Collected data entries

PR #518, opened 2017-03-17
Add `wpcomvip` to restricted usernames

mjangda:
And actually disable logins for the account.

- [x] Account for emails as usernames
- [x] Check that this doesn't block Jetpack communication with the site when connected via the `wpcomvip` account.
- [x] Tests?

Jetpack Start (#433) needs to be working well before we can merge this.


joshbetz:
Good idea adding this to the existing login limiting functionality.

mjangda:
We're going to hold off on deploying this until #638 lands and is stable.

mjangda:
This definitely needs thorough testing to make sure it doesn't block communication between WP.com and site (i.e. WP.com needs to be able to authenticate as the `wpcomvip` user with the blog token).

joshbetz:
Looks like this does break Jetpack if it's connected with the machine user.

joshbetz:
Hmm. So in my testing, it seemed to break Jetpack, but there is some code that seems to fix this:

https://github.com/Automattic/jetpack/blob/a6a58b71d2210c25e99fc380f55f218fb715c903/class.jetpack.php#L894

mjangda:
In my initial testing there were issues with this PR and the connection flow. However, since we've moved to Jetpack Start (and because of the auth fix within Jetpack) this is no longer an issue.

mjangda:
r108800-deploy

PROBLEM DESCRIPTION —
Could you copy every line from the records that mentions the word "communication"?

EXERCISE RESULT —
- [x] Check that this doesn't block Jetpack communication with the site when connected via the `wpcomvip` account.
This definitely needs thorough testing to make sure it doesn't block communication between WP.com and site (i.e. WP.com needs to be able to authenticate as the `wpcomvip` user with the blog token).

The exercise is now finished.